Hydrogen and oxygen adsorption on a nanosilicate - a quantum chemical study

Abstract

The reactivity of the thermodynamically stable nanopyroxene cluster Mg4Si4O12 towards hydrogen and oxygen atoms is studied. Quantum chemical calculations reveal that it can adsorb hydrogen atoms without a barrier, which could catalyze H2 formation. Furthermore, if we consider consecutive atom adsorption, Mg4Si4O12 can take up to the equivalent of four units of water (2H + O) before molecular water starts to form preferentially. The resulting superoxygenated nanosilicate cluster (Mg4Si4H4O16) contains only hydroxyl groups and has a high oxygen-to-metal ratio of 2 compared to bulk silicates (1.33–1.5). The hydroxylated cluster readily adsorbs even more oxygen atoms in the form of chemisorbed molecular water; however, the molecular water will readily photodesorb in the diffuse interstellar medium. The large oxygen-uptake capacity of nanosilicates could contribute to the large oxygen depletion observed in diffuse clouds, although depletion into other sources must take place as well. The infrared spectra of the (oxygenated) nanopyroxene are calculated, and we identified its strong infrared transitions. Some of the O–Si–O bending modes have blueshifted from 20 μm in bulk silicates to 14–18 μm in nanosilicates.
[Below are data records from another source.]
PR #1006, opened 2023-02-23
Fix readme example

jesperolsson-se:


npetzall:
Not sure if schema needs to be set to public or if it's default resolved to public.

jesperolsson-se:
> Not sure if schema needs to be set to public or if it's default resolved to public.

It works without specifying. I guess we have a trade-off between shorter command and better explanation. If it matters, `--schema` is also parsed correctly.

If you want to try out quickly:
```
docker run --name some-postgres -p 5432:5432 -e POSTGRES_PASSWORD=mysecretpassword -d postgres
psql -d postgres -U postgres -h localhost
```
```
CREATE TABLE foo (col int);
...
\q
```
```
java -jar schemaspy-6.1.0.jar -t pgsql11 -dp ~/Downloads/jdbc-driver.jar -db postgres -host localhost -port 5432 -u postgres -p mysecretpassword -o DIRECTORY
```

npetzall:
I've promised to verify a thing on 15 so I'm gonna set it up, just to check. I'm also gonna check with a custom schema. Most to see if public is default set by driver or not.

jesperolsson-se:
I would prefer that this PR is not delayed since it affects newcommers in a big way.
The entire `--schema` discussion is already a bit off-topic. If you prefer, I can change to `--schema public`

npetzall:
I can accept specifying public directly.

Since the only bad situation is when they do the demo without and they want to try with their own and it has a different schema. 

We might have some logging for the situation where public might be missing but not public exists but the need to use a different schema.

npetzall:
I created an issue and we handle it maybe as a later improvement.

PR #1010, opened 2023-02-28
971 dbhelp

npetzall:
image


src/main/resources/org/schemaspy/types/sqlite.properties
```diff
@@ -2,7 +2,7 @@
 # see http://schemaspy.org/dbtypes.html
 # for configuration / customization details
 #
-
+dbms=SQLite
 description=SQLite
```
jesperolsson-se, line 6: Standard?

jesperolsson-se (approved):

src/main/resources/org/schemaspy/types/sqlite.properties
npetzall: No, there are two different drivers like in the jTDS and Microsoft case, so this is the SQLite and the other one is xerial, the xerial is better so I don't want to call this standard.

PR #1035, opened 2023-03-06
chore(docs): explain -maxdet

### LINKED ISSUE #957: columns
## Expected Behavior
Running the Docker version of Schemaspy against SQLServer databases.

Some databases the Relationship diagram has the table  with COLUMN information it

On another the COLUMN information isn't displayed.

1.
2.
3.
4.

## Context

* Database type (e.g. MySQL):
* Database driver version (is you use a special one):

## Your Environment

* Version used:
* Environment name and version (e.g. Chrome 39):
* Operating System and version (e.g. Windows 10):
* Java version:

npetzall:
fixes #957

### DIFF
--- a/docs/source/configuration/commandline.rst
+++ b/docs/source/configuration/commandline.rst
@@ -99,7 +99,7 @@ Html report related
     Path to custom mustache template/css directory, needs to contain full set of templates.
     Bundled templates can be found in jar '/layout' and can be extracted with jar tool or any zip capable tool.
 [-maxdet number]
-    Limit for when tables should be shown with details.
+    Threshold for details in diagrams, increase if you still want details, checked against sum of tables and views.
 [-css fileName]
     Use a custom stylesheet. Bundled stylesheet can be extracted from jar(using zip capable tool), path '/layout/schemaSpy.css'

The hydroxylated nanopyroxenes all have sharp, strong features in the 9–12 μm region and the Mg4Si4H4O16 cluster has a moderately strong feature around ∼25 μm due to frustrated OH rotations. These distinct infrared features may eventually lead to the identification of (hydroxylated) nanosilicates in stellar outflows, interstellar clouds and/or protoplanetary discs.